→ **PROBLEM TO SOLVE**
Search the material for the word "conditions" and copy each line that holds it.

→ **TASK DATA**
»»

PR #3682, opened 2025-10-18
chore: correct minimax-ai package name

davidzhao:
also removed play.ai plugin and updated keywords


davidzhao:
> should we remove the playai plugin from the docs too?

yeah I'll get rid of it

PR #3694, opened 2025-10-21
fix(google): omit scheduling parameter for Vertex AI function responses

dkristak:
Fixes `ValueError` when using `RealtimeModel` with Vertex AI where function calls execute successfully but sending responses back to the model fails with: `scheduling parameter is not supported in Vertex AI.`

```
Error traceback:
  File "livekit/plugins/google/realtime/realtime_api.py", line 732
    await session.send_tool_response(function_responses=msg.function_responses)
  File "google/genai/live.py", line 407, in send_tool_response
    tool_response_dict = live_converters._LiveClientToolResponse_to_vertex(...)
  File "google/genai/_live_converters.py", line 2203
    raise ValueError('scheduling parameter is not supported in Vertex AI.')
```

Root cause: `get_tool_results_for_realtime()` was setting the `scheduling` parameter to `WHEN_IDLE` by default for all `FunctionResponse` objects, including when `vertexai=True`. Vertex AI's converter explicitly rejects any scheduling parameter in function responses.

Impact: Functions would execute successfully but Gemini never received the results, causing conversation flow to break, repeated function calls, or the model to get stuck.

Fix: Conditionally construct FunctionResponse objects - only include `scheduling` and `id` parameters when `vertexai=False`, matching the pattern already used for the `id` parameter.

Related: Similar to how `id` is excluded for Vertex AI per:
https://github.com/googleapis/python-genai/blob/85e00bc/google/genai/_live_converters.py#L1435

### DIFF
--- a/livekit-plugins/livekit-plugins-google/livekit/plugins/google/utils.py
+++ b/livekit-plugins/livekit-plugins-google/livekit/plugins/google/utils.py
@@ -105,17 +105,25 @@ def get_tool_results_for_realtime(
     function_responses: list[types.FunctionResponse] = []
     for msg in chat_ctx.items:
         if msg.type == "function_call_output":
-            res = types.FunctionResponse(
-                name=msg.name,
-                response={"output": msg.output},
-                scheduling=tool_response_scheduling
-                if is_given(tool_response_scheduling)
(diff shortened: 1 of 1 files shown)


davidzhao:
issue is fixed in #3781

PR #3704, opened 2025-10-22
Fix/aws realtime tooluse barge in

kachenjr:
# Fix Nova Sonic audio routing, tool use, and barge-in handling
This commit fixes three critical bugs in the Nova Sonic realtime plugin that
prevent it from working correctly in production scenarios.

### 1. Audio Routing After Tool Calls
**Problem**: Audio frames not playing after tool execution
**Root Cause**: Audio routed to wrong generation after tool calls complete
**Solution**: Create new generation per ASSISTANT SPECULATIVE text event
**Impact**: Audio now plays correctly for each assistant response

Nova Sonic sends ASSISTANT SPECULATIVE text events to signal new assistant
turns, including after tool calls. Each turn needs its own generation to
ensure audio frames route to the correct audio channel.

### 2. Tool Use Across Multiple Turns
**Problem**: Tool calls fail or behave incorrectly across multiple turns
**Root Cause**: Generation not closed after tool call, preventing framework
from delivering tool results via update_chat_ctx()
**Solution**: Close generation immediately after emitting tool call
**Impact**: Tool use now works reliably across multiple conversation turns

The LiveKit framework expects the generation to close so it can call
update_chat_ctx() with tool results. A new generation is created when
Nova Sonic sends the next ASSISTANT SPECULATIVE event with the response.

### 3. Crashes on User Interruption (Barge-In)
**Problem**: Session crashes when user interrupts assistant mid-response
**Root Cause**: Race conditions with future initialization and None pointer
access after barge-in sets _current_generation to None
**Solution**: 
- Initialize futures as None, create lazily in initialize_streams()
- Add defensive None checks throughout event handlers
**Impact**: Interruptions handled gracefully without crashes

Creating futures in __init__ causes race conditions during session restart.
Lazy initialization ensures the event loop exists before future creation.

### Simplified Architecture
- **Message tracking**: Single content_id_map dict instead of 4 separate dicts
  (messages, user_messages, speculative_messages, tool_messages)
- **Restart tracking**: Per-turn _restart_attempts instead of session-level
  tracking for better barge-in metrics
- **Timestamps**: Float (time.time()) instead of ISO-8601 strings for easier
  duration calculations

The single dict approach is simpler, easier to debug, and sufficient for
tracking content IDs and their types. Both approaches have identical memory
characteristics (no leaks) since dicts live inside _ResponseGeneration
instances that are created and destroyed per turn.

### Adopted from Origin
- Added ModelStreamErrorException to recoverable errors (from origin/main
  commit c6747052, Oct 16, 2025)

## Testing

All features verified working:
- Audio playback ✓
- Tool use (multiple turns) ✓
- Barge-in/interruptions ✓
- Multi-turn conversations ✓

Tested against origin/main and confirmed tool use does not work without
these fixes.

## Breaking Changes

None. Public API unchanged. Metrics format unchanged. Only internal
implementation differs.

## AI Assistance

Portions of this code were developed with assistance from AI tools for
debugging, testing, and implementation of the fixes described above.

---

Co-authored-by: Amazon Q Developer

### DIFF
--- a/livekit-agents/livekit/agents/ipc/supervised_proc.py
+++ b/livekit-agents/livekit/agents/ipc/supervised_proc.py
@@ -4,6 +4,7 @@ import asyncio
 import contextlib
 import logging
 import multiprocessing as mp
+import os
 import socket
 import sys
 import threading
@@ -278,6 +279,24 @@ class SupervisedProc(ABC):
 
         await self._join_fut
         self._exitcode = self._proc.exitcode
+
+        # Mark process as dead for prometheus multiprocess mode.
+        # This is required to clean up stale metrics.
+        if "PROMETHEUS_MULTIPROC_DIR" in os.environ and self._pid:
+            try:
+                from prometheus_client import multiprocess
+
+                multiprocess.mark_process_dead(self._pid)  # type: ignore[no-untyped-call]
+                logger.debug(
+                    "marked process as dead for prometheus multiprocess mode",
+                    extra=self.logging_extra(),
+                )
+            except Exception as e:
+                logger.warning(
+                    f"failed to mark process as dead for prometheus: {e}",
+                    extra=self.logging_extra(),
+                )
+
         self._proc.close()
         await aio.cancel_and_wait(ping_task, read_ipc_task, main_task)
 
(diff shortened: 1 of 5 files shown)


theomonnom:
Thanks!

««

→ **RESPONSE TO THIS EXERCISE**
**Root Cause**: Race conditions with future initialization and None pointer
Creating futures in __init__ causes race conditions during session restart.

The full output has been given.